Un balzo importante in classifica lo fa invece l’australiano Cameron Smith, che da numero 45 balza al 27° posto con la seconda posizione ottenuta in -15. E non è solo questo il motivo per cui è soddisfatto: per lui, infatti, c’è un record che mai nessuno prima di lui, nell’intera storia del Masters, era riuscito a cogliere. Smith, infatti, è il primo in 86 anni di storia a completare ogni singolo giro sotto i 70 colpi (in questo caso 67 68 69 69). E con uno score simile avrebbe vinto o giocato il playoff nella maggior parte delle edizioni passate, solo che in questo 2020 si è trovato davanti qualcosa di simile a un alieno. Chi è soddisfatto, ed entra ufficialmente nel novero dei giovani di lusso del panorama mondiale, è il ventiduenne sudcoreano Sungjae Im, anche lui a -15 e sostanzialmente al picco di una stagione che fino ad ora non lo aveva visto tra i protagonisti. Se però l’effetto è di giocare un Major, e che Major, in questo modo, allora ben venga qualsiasi cosa.

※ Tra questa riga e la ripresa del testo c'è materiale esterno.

Issue #1383, opened 2021-08-20
`tanzu conformance version` shows empty SHA for Sonobuoy


karuppiah7890:
## Bug Report

`conformance` command version shows empty SHA for Sonobuoy

```
$ tanzu conformance version
Sonobuoy Version: v0.52.0
Sonobuoy SHA: 
TCE Version: v0.7.0
TCE SHA f80a6676
```

## Expected Behavior

To show Sonobuoy SHA like [0a59430c](https://github.com/vmware-tanzu/sonobuoy/commit/0a59430cf835)

## Steps to Reproduce the Bug

Run `tanzu conformance version` with TCE version v0.7.0

## Environment Details

* Build version (`tanzu version`): TCE version -  f80a6676 / v0.7.0
* Operating System (client): MacOS

## Additional information

Looks like we use a particular version of Sonobuoy - https://github.com/vmware-tanzu/tce/blob/main/cli/cmd/plugin/conformance/go.mod#L7 , [0a59430cf835](https://github.com/vmware-tanzu/sonobuoy/commit/0a59430cf835)

And I think we will have to set the `buildinfo.GitSHA` at https://github.com/vmware-tanzu/tce/blob/main/cli/cmd/plugin/conformance/pkg/version.go#L33 during built time with the SHA in the [`go.mod`](https://github.com/vmware-tanzu/tce/blob/main/cli/cmd/plugin/conformance/go.mod#L7). A bit of a tricky thing

`GitSHA` info from Sonobuoy from version [0a59430cf835](https://github.com/vmware-tanzu/sonobuoy/commit/0a59430cf835) - https://github.com/vmware-tanzu/sonobuoy/blob/0a59430cf835618821bc66f732b6c8557d6a407b/pkg/buildinfo/version.go#L25-L26

PR #2304, opened 2021-10-21
Add workflow config and script to test MacOS, Linux OS and Windows OS release builds

### LINKED ISSUE #2269: Run automated tests using released artifacts
As of now, we run tests for commits pushed / merged to `main` branch and during releases, we tag the commits on `main` and then publish the release. This means that the commits are tested as part of the `main` branch tests

We currently don't use TCE release tar balls to do tests though. We only test after doing `make release` and building TCE. The main difference between TCE release tar balls and the `make release` is that - TCE release tar balls contain signed binaries for Mac and Windows, unlike unsigned binaries present in `make release` artifacts. For this reason, there's a small difference between the two and we might have to do a bit of testing for the release tar balls. For example, we can test -

- If the TCE installation from the release tar ball works on Mac and Windows. It was noticed in one of the releases that the MacOS TCE release tar ball had one improperly signed binary, due to some signing process issues, which lead to TCE installation on Mac to not work. This was noticed only after the release after manual installation. This cannot be caught in existing tests because existing tests run on unsigned binaries, not signed binaries. Also, the existing tests run on Linux. To catch such issues, we have to run tests on Windows and Mac and test the installation to see if there are any binary signing issues.
- If TCE (installed from release tar ball) works on different cloud providers (AWS, Azure, GCP) and in local Docker. This is not be necessary though, as a signed binary would not have any feature (code) level differences compared to unsigned binaries which we already test, unless signing process went wrong resulting in a corrupted binary, in which case nothing related to that binary will work. To check if the binary works at a basic level, we can do the below check
- If TCE (installed from release tar ball) works and shows versions of the different TCE and TF (core) plugins. This ensures that the binaries are in a good state and are not corrupted etc

Sub issues
- [x] #2302
- [x] #2354
- [x] #2355

### LINKED ISSUE #2302: Test TCE MacOS release build
Check #2269

### LINKED ISSUE #2354: Test TCE Linux release build
Check #2269

### LINKED ISSUE #2355: Test TCE Windows release build
Check #2269

What we will verify as part of the test
- Windows binaries are signed correctly
- Windows binaries work

This flow assumes that the user is installing TCE using TCE Windows release zip file, without Chocolatey on Windows. Also, Chocolatey installation however uses TCE Windows release zip file - https://github.com/vmware-tanzu/community-edition/blob/c00d2a3e9cce3339a773ff881a5db3fd2d7aadf2/hack/choco/tools/chocolateyinstall.ps1#L11 so the underlying artifact is going to be the same and we will test the zip file installation directly

The flow would look like this
- Download the TCE Windows zip file, for example https://github.com/vmware-tanzu/community-edition/releases/download/v0.9.1/tce-windows-amd64-v0.9.1.zip 
- Unzip the zip file
- Check if the binaries in `bin` folder are signed correctly
- Install TCE using `install.bat` script
- Optionally update Path environment variable to include `C:\Program Files\tanzu`. It's optional because it looks like `tanzu` can work without this change too if no new prompt has been opened / restarted just after the installation, but when a new command prompt window is opened, then it doesn't work if Path environment variable isn't updated correctly

Binary Digital Signature verification tool(s)
- We can use [`signtool`](https://docs.microsoft.com/en-us/windows/win32/seccrypto/signtool) to verify the signature in the binaries using `signtool verify` command. `signtool` command comes with Windows SDK, for example https://developer.microsoft.com/en-US/windows/downloads/windows-sdk/

Example -

```
C:\Program Files (x86)\Windows Kits\10\bin\10.0.22000.0\x64>signtool.exe verify /pa C:\Users\Administrator\Downloads\tce-windows-amd64-v0.9.1\tce-windows-amd64-v0.9.1\bin\tanzu.exe
File: C:\Users\Administrator\Downloads\tce-windows-amd64-v0.9.1\tce-windows-amd64-v0.9.1\bin\tanzu.exe
Index  Algorithm  Timestamp
========================================
0      sha1       Authenticode

Successfully verified: C:\Users\Administrator\Downloads\tce-windows-amd64-v0.9.1\tce-windows-amd64-v0.9.1\bin\tanzu.exe
```

karuppiah7890:

This PR adds workflow config and script to test MacOS, Linux OS and Windows OS release builds by
- Checking if the MacOS release build binaries are signed correctly using `spctl`
- Checking if the Windows release build binaries are signed correctly using `signtool`
- Installing the MacOS, Linux OS and Windows OS release builds
- Running the `version` command of all the plugins (TCE + TF) plugins and also `tanzu` CLI, to check if all the binaries are working

```release-note
Add workflow config and script to test MacOS, Linux OS and Windows OS release builds
```

Fixes: #2302 
Fixes: #2354 
Fixes: #2355 
Fixes: #2269 

- Demo of a failing pipeline where there's a signing issue in TCE v0.9.0 release darwin tar ball - https://github.com/karuppiah7890/community-edition/runs/4043000515?check_suite_focus=true . Note the error log -

```
+ spctl -vv --type install --asses /var/folders/24/8k48jl6d249_n_qfxwsl6xvm0000gn/T/tmp.Oo4UK9zg/tce-darwin-amd64-v0.9.0/bin/tanzu-plugin-kubernetes-release
/var/folders/24/8k48jl6d249_n_qfxwsl6xvm0000gn/T/tmp.Oo4UK9zg/tce-darwin-amd64-v0.9.0/bin/tanzu-plugin-kubernetes-release: rejected
source=Unnotarized Developer ID
origin=Developer ID Application: VMware, Inc. (EG7KH642X6)
```

The error also triggers a cancel on the linux job - https://github.com/karuppiah7890/community-edition/runs/4043000548?check_suite_focus=true due to a default fail fast strategy in a matrix. 

The pipeline was triggered using a `workflow_dispatch` event like this -

```bash
$ gh workflow run --repo https://github.com/karuppiah7890/community-edition/ --ref release-build-test-macos-trial e2e-release-macos-linux-builds.yaml -f release_version=v0.9.0 

✓ Created workflow_dispatch event for e2e-release-macos-linux-builds.yaml at release-build-test-macos-trial

To see runs for this workflow, try: gh run list --workflow=e2e-release-macos-linux-builds.yaml
```

- Demo of successful pipelines when there are no issues in TCE v0.9.1 release darwin and linux tar ball - https://github.com/karuppiah7890/community-edition/runs/4043000920?check_suite_focus=true and https://github.com/karuppiah7890/community-edition/runs/4043000945?check_suite_focus=true . The pipeline was triggered using a `workflow_dispatch` event like this -

```bash
$ gh workflow run --repo https://github.com/karuppiah7890/community-edition/ --ref release-build-test-macos-trial e2e-release-macos-linux-builds.yaml -f release_version=v0.9.1

✓ Created workflow_dispatch event for e2e-release-macos-linux-builds.yaml at release-build-test-macos-trial

To see runs for this workflow, try: gh run list --workflow=e2e-release-macos-linux-builds.yaml
```

- Demo of a pipeline running Windows OS release build test - https://github.com/karuppiah7890/community-edition/runs/4064876679?check_suite_focus=true (failure due to #2397 installation script issue in `v0.9.1` TCE release for Windows). It was triggered like this -

```bash
$ gh workflow run --repo https://github.com/karuppiah7890/community-edition/ --ref release-build-test-macos-trial e2e-release-windows-builds.yaml -f release_version=v0.9.1

✓ Created workflow_dispatch event for e2e-release-windows-builds.yaml at release-build-test-macos-trial

To see runs for this workflow, try: gh run list --workflow=e2e-release-windows-builds.yaml
```

This pipeline will be triggered from downstream pipeline once the downstream pipeline builds and signs the binaries and uploads the tar ball to the draft release. We can use `gh` CLI downstream to trigger the workflow

The script in this PR uses `gh` to download release assets which supports downloading both published and draft/unpublished release artifacts (tar balls). Of course the user authenticating using `gh` has to have enough access to view draft releases. I guess in our case that would be the release access token user (`GH_RELEASE_ACCESS_TOKEN`). Let me know if I need to use some other token

The workflow takes the version / tag as input from which the release artifact is downloaded

### DIFF
--- a/test/release-build-test/check-release-build.sh
+++ b/test/release-build-test/check-release-build.sh
@@ -1,0 +1,55 @@
+#!/bin/bash
+
+# Copyright 2021 VMware Tanzu Community Edition contributors. All Rights Reserved.
+# SPDX-License-Identifier: Apache-2.0
+
+set -o errexit
+set -o nounset
+set -o pipefail
+set -o xtrace
+
+version="${1:?TCE version argument empty. Example usage: ./test/release-build-test/check-release-build.sh v0.10.0}"
+: "${GITHUB_TOKEN:?GITHUB_TOKEN is not set}"
+
+TCE_REPO_URL="https://github.com/vmware-tanzu/community-edition"
+OS=$(uname -s | tr '[:upper:]' '[:lower:]')
+ARCH="amd64"
+
+temp_dir=$(mktemp -d)
+
+TCE_TAR_BALL="${temp_dir}/tce-${OS}-${ARCH}-${version}.tar.gz"
+TCE_INSTALLATION_DIR="${temp_dir}/tce-${OS}-${ARCH}-${version}"
+
+gh release download "${version}" --repo ${TCE_REPO_URL} --pattern "tce-${OS}-${ARCH}-${version}.tar.gz" --dir "${temp_dir}"
+
+tar xvzf "${TCE_TAR_BALL}" --directory "${temp_dir}"
+
+if [ "${OS}" == 'darwin' ]; then
+  for binary in "${TCE_INSTALLATION_DIR}"/bin/*; do
+    spctl -vv --type install --asses "${binary}"
+  done
+fi
+
+"${TCE_INSTALLATION_DIR}"/install.sh
+
+tanzu version
+
+tanzu cluster version
+
+tanzu conformance version
+
+tanzu diagnostics version
+
+tanzu kubernetes-release version
+
+tanzu management-cluster version
+
+tanzu package version
+
+tanzu standalone-cluster version
+
+tanzu pinniped-auth version
+
+tanzu builder version
+
+tanzu login version
--- a/.github/workflows/release-gate-macos-linux-builds.yaml
+++ b/.github/workflows/release-gate-macos-linux-builds.yaml
@@ -1,0 +1,27 @@
+name: Release Gate - MacOS and Linux OS Release Builds
+
+on:
+  workflow_dispatch:
+    inputs:
+      release_version:
+        description: "Release version that has to be tested"
+        required: true
+
+jobs:
+  release-gate-macos-and-linux-release-builds:
+    name: Release Gate - MacOS and Linux OS Release Builds
+    # Only run this job if we're in the main repo, not a fork.
+    if: github.repository == 'vmware-tanzu/community-edition'
+    strategy:
+      matrix:
+        os: [macos-latest, ubuntu-latest]
+    runs-on: ${{ matrix.os }}
+    steps:
+      - name: Check out code
+        uses: actions/checkout@v1
+
+      - name: Release Gate - MacOS and Linux OS Release Builds
+        env:
+          GITHUB_TOKEN: ${{ secrets.GH_RELEASE_ACCESS_TOKEN }}
+        run: |
+          ./test/release-build-test/check-release-build.sh ${{ github.event.inputs.release_version }}
--- a/.github/workflows/release-gate-windows-build.yaml
+++ b/.github/workflows/release-gate-windows-build.yaml
@@ -1,0 +1,25 @@
+name: Release Gate - Windows OS Release Build
+
+on:
+  workflow_dispatch:
+    inputs:
+      release_version:
+        description: "Release version that has to be tested"
+        required: true
+
+jobs:
+  release-gate-windows-release-build:
+    name: Release Gate - Windows OS Release Build
+    # Only run this job if we're in the main repo, not a fork.
+    if: github.repository == 'vmware-tanzu/community-edition'
+    runs-on: windows-latest
+    steps:
+      - name: Check out code
+        uses: actions/checkout@v1
+
+      - name: Release Gate - Windows OS Release Build
+        shell: powershell
+        env:
+          GITHUB_TOKEN: ${{ secrets.GH_RELEASE_ACCESS_TOKEN }}
+        run: |
+          .\test\release-build-test\check-release-build.ps1 -version ${{ github.event.inputs.release_version }} -signToolPath "C:\Program Files (x86)\Windows Kits\10\bin\10.0.22000.0\x64\signtool.exe"
--- a/test/release-build-test/check-release-build.ps1
+++ b/test/release-build-test/check-release-build.ps1
@@ -1,0 +1,109 @@
+# Copyright 2020-2021 VMware Tanzu Community Edition contributors. All Rights Reserved.
+# SPDX-License-Identifier: Apache-2.0
+
+param (
+    # TCE release version argument
+    [Parameter(Mandatory=$True)]
+    [string]$version,
+
+    # Path to the signtool
+    [Parameter(Mandatory=$True)]
+    [string]$signToolPath
+)
+
+$ErrorActionPreference = 'Stop';
+
+if ((Test-Path env:GITHUB_TOKEN) -eq $False) {
+  throw "GITHUB_TOKEN environment variable is not set"
+}
+
+$tempFolderPath = Join-Path $Env:Temp $(New-Guid)
+New-Item -Type Directory -Path $tempFolderPath
+
+$TCE_REPO_URL = "https://github.com/vmware-tanzu/community-edition"
+
+gh release download $version --repo $TCE_REPO_URL --pattern "tce-windows-amd64-$version.zip" --dir $tempFolderPath
+
+Expand-Archive -LiteralPath "$tempFolderPath\tce-windows-amd64-$version.zip" -Destination $tempFolderPath
+
+# Check if the binaries are all signed
+Get-ChildItem -Path "$tempFolderPath\tce-windows-amd64-$version\bin\tanzu-*" -File -Recurse | Foreach-Object {
+  & $signToolPath verify /pa $_.FullName
+  if ($LastExitCode -ne 0) {
+    throw "Error verifying: " + $_.FullName
+  }
+}
+
+Push-Location "$tempFolderPath\tce-windows-amd64-$version"
+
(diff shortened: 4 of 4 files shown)


davidvonthenen (changes requested):
So the issue with this is we need to test the binaries *before* they are released. This should be done after the binaries are signed but before the release is published.

The goal should be preventing publishing a release with a signing or functionality issue while signing. If you want to discuss this further, please hit me up in slack.

.github/workflows/e2e-release-macos-linux-builds.yaml
```diff
@@ -0,0 +1,27 @@
+name: E2E Test - MacOS and Linux OS Release Builds
```
dvonthenen, line 1: I'm wondering if this Prefix for the action should be changed. This is a test to check the release bits before we publish so it's like an e2e in a way but it's also kinda different and special. I think maybe we should call it something like `Release Gate -` so it's kinda lumped in with the Release actions, but I'm open to ideas and suggestions.

davidvonthenen (commented):
This is another awesome check!

.github/workflows/e2e-release-macos-linux-builds.yaml
navidshaikh: I like `Release Gate - `

test/release-build-test/check-release-build.sh
```diff
@@ -0,0 +1,55 @@
...
+TCE_INSTALLATION_DIR="${temp_dir}/tce-${OS}-${ARCH}-${version}"
+
+gh release download "${version}" --repo ${TCE_REPO_URL} --pattern "tce-${OS}-${ARCH}-${version}.tar.gz" --dir "${temp_dir}"
+
+tar xvzf "${TCE_TAR_BALL}" --directory "${temp_dir}"
+
+if [ "${OS}" == 'darwin' ]; then
+    for binary in "${TCE_INSTALLATION_DIR}"/bin/*; do
+    spctl -vv --type install --asses "${binary}"
+    done
```
navidshaikh, line 30:
```suggestion
    for binary in "${TCE_INSTALLATION_DIR}"/bin/*; do
      spctl -vv --type install --asses "${binary}"
    done
```

test/release-build-test/check-release-build.sh
```diff
@@ -0,0 +1,55 @@
...
+
+tanzu package version
+
+tanzu standalone-cluster version
+
+tanzu pinniped-auth version
+
+tanzu builder version
+
+tanzu login version
```
navidshaikh, line 55: can also check the version match for TCE plugins

navidshaikh (commented):
Neat!

test/release-build-test/check-release-build.sh
karuppiah7890: > can also check the version match for TCE plugins

@navidshaikh Makes sense from face value, there is still some complexity (more code etc) though. For example, for `standalone-cluster` plugin, the output is like this

```bash
$ tanzu standalone-cluster version
v0.9.1
```

for conformance, the output is like this

```bash
$ tanzu conformance version
Sonobuoy Version: v0.53.2
TCE Version: v0.9.1
TCE SHA 00d8d13a
```

We might probably end up using `grep` to do a simple check of the version `v0.9.1` in the above 3 line output, compared to an exact output check which could be a bit more verbose to check all versions including SHA, sonobuoy version. Both of it is possible. I'm just thinking of refraining from doing that though, as there is also a need for updating the tests before the release with the expected version when we include test for Sonobuoy version, but yeah other things can be inferred - `v0.9.1` we already have from `release_version` input and we can also find the corresponding `git` SHA for `TCE SHA`.

Also, are we only talking about the 3 TCE plugins here or even Tanzu Framework plugins? I think during one discussion or even in my though process while writing this script, there was an idea to do a version check for all of them, because - why not? Why stop at just checking if the CLI plugins work with `version` command

I think a good way to take a call in this case would be to think about the goal of the script. The goal of this part of the script is currently to simply check if all the `tanzu` CLI plugins (Tanzu Framework + TCE plugins) work by invoking the `version` command which invokes the CLI plugin binary to get the version. When I say `work` - I mean that the binary is present and installed and picked up by `tanzu` CLI and is _not_ corrupt after the binary signing process. We could also add the goal of checking if the version of the CLI plugins (TCE or both TCE + Tanzu Framework CLI plugins) are all correct

karuppiah7890: Adding a version command output check at release gate makes sense in terms of avoiding issues like #1383 , though in the case of #1383 the `Sonobuoy SHA` was entirely removed from the output. Also, doing `version` command output check doesn't exactly make sense in `main` for non-release commits, unless we want to see if SHA was set right to the version info or `dev` version shows up, which is less priority than a released CLI version output which people use while reporting issues

karuppiah7890: I think it makes sense to add it, let me know to what extent - like, just check for example `v0.9.1` TCE release version in the `version` command of TCE plugins or more in case of `conformance` CLI plugin and what about Tanzu Framework CLI plugins

navidshaikh: Sure, we can do version check in a follow up PR.

.github/workflows/e2e-release-macos-linux-builds.yaml
karuppiah7890: Makes sense, I'll change the GitHub Actions Workflow yaml file name and `name` field and related fields to use `Release Gate` than `E2E Test`. I'm assuming we are okay with bash script file name

karuppiah7890: Updated the PR 👍 Let me know if it makes sense

navidshaikh (approved):

davidvonthenen (approved):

Se Justin Thomas con il quarto posto e Jon Rahm con il settimo hanno confermato di essere uomini d’élite, un paio di cose vanno dette su Rory McIlroy e su Tiger Woods. Il nordirlandese avrebbe potuto combattere per il podio, forse non per la vittoria, se non avesse giocato uno sciagurato primo giro che lo ha tolto fin da subito dalla corsa: quel 75 è anche la ragione per cui il suo quinto posto a -11 è un’autentica impresa. Tiger, invece, avrebbe potuto comodamente entrare nei primi 10 se non avesse compiuto un autentico disastro, forse il peggiore della sua stellare carriera, alla buca 12. Succede anche ai grandissimi, e lui, nel golf, è forse il più grande di tutti.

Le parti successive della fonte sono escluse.